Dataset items
►

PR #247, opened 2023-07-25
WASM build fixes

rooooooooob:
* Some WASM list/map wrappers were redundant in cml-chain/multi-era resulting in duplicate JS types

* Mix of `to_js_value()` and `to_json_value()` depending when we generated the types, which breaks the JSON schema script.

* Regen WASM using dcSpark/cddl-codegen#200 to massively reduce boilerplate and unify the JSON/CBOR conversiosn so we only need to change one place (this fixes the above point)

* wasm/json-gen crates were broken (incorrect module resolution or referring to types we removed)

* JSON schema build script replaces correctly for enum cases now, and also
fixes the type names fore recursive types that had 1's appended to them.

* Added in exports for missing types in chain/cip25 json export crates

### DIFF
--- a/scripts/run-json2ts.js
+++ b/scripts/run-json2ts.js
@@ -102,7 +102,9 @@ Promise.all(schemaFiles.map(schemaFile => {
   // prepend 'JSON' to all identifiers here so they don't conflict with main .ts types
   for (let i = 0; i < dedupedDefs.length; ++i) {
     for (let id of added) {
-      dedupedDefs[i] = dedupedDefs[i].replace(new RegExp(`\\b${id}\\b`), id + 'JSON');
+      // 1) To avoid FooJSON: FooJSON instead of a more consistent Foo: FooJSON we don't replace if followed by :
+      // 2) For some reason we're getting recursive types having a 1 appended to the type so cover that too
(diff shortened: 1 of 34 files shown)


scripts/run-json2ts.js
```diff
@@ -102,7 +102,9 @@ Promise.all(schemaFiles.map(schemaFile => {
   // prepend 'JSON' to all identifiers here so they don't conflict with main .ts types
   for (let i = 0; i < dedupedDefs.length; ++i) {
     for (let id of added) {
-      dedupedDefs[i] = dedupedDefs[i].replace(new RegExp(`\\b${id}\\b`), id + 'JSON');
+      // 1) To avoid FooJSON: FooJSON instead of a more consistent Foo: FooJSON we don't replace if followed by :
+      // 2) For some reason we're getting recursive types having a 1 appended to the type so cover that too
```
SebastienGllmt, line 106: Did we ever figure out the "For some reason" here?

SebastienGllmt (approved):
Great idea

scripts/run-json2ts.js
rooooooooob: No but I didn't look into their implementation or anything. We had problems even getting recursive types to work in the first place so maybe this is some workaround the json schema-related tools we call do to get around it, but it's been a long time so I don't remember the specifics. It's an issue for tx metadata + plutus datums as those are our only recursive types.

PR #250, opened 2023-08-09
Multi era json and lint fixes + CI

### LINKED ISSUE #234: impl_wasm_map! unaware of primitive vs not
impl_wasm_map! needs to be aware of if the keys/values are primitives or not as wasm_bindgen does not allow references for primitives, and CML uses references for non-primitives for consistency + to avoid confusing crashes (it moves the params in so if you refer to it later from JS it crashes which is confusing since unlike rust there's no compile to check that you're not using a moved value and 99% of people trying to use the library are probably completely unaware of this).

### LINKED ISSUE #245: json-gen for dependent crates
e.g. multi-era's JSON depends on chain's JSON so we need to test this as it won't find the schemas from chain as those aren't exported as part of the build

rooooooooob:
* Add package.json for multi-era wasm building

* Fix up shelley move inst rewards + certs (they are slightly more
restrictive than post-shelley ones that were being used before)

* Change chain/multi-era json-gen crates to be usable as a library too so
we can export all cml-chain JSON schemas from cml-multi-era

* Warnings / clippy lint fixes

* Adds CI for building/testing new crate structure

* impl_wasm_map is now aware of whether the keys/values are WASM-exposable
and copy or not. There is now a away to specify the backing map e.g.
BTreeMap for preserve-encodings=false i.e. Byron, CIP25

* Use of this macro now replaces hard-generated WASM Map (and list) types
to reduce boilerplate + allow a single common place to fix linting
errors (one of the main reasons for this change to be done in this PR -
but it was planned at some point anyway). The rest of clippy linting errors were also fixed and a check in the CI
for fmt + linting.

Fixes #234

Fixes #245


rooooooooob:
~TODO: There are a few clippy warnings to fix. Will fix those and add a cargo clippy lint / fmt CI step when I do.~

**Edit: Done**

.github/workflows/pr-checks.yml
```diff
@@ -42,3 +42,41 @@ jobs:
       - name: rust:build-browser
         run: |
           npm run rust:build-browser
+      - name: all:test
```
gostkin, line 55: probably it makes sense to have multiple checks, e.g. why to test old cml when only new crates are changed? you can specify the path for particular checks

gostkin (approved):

◄

*Task item*.
Scan the data above, find each line with "SebastienGllmt", and copy it.

*Exercise result*.
SebastienGllmt, line 106: Did we ever figure out the "For some reason" here?
SebastienGllmt (approved):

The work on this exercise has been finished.